_PROBLEM DESCRIPTION_.
Could you set down exactly the lines of the data below, starting at the one that holds "Remove Wx IPythonWidget" and ending at the one that holds "This mainly kicks-off", both included, and only those?

_INPUT FOR THIS TASK_.
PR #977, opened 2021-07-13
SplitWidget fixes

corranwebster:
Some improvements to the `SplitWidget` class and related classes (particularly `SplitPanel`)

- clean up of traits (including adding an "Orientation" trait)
...
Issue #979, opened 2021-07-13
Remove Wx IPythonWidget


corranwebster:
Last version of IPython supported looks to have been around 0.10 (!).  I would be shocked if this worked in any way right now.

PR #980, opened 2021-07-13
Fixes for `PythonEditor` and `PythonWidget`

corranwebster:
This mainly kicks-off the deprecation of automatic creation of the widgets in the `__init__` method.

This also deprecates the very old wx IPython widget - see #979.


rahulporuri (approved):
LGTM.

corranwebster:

_ANSWER BELOW_.
Remove Wx IPythonWidget


corranwebster:
Last version of IPython supported looks to have been around 0.10 (!).  I would be shocked if this worked in any way right now.

PR #980, opened 2021-07-13
Fixes for `PythonEditor` and `PythonWidget`

corranwebster:
This mainly kicks-off the deprecation of automatic creation of the widgets in the `__init__` method.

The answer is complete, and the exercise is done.